PROBLEM TO WORK ON
The answer must be every line of the records below that contains the word "string", copied out.

=== EXERCISE MATERIALS ===

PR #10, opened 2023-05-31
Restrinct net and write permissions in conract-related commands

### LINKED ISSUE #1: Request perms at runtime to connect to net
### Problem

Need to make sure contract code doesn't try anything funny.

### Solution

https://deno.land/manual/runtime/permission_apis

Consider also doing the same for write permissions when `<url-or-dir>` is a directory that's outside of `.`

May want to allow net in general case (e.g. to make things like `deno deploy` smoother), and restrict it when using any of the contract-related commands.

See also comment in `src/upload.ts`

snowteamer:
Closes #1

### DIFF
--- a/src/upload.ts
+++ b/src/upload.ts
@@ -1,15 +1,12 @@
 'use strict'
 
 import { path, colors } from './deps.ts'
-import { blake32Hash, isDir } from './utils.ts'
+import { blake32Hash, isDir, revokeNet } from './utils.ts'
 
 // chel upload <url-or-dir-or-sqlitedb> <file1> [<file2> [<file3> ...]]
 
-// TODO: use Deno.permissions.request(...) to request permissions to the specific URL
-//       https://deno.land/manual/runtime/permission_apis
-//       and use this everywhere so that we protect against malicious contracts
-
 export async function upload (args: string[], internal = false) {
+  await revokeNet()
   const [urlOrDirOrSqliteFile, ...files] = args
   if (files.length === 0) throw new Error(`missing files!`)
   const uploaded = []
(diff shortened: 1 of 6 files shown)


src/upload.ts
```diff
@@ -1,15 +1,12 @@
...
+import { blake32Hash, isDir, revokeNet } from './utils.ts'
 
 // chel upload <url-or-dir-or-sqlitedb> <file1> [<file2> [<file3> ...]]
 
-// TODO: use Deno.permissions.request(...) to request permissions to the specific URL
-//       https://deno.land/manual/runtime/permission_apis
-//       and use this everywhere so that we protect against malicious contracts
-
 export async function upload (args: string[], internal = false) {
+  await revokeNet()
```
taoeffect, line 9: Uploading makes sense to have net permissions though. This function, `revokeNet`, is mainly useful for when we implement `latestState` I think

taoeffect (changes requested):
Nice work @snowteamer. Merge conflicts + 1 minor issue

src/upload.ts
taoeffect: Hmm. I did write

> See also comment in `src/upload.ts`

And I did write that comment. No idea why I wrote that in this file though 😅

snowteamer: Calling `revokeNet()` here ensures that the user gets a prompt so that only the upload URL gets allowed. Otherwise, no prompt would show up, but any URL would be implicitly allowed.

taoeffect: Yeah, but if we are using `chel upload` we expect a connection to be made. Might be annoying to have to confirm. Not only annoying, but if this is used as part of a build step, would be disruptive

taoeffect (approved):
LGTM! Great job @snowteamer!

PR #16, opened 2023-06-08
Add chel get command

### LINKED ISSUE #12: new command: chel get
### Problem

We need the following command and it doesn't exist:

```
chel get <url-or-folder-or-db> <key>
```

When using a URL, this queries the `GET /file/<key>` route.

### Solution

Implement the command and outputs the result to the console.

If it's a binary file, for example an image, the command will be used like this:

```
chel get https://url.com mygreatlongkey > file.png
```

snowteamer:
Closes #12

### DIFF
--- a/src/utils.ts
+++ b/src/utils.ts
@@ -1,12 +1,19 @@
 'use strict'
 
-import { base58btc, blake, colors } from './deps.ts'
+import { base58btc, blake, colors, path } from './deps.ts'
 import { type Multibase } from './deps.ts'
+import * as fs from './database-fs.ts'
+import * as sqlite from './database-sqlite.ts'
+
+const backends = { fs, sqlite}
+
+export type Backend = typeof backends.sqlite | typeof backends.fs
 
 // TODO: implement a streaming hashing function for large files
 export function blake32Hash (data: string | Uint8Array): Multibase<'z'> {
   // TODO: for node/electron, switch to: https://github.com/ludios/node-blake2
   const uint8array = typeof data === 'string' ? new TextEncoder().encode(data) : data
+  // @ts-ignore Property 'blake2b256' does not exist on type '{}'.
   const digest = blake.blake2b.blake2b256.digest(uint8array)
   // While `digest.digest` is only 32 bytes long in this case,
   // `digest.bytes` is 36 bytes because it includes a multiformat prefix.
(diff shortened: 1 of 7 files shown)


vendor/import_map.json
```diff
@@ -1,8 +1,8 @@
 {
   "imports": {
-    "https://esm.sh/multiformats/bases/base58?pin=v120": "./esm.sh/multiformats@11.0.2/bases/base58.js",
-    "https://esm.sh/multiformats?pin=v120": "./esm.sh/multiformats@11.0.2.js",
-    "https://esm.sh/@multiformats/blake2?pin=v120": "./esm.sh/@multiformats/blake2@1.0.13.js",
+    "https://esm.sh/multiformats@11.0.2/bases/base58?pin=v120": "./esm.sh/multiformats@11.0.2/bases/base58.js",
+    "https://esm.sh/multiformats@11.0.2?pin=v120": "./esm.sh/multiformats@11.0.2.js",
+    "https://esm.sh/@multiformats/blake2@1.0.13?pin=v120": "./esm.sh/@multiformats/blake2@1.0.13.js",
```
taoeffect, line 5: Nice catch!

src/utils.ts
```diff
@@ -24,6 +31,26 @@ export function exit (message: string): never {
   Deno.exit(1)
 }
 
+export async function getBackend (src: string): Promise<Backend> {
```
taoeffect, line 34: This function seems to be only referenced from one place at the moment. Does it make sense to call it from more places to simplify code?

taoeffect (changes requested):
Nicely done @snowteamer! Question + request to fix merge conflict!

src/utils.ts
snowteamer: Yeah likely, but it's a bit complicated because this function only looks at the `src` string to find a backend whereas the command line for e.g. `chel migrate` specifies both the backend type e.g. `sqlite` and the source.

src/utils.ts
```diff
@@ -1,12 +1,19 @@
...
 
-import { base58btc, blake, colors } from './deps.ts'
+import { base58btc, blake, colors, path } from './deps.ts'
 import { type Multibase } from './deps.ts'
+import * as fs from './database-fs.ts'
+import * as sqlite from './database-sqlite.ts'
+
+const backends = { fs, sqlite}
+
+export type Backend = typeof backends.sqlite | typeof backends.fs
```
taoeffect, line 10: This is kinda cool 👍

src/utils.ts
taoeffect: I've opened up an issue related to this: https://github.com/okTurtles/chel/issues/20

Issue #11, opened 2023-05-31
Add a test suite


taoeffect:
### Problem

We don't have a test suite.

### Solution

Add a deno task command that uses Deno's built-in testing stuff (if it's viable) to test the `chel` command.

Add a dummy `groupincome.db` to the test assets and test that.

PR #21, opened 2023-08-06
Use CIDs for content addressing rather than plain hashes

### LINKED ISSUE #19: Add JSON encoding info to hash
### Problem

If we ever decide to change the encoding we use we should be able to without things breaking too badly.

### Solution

===
=== EXERCISE MATERIALS ===

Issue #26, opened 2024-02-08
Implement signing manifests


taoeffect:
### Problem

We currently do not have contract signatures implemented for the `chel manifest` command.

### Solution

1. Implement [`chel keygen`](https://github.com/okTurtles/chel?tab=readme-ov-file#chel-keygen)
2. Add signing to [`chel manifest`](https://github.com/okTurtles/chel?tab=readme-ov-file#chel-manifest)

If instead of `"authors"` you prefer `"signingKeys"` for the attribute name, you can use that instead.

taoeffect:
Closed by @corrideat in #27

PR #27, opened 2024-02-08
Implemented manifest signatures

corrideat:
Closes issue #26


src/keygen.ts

===

OUTPUT OF THE EXERCISE
 export async function upload (args: string[], internal = false) {
 export async function upload (args: string[], internal = false) {
 export function blake32Hash (data: string | Uint8Array): Multibase<'z'> {
   const uint8array = typeof data === 'string' ? new TextEncoder().encode(data) : data
@@ -24,6 +31,26 @@ export function exit (message: string): never {
+export async function getBackend (src: string): Promise<Backend> {
snowteamer: Yeah likely, but it's a bit complicated because this function only looks at the `src` string to find a backend whereas the command line for e.g. `chel migrate` specifies both the backend type e.g. `sqlite` and the source.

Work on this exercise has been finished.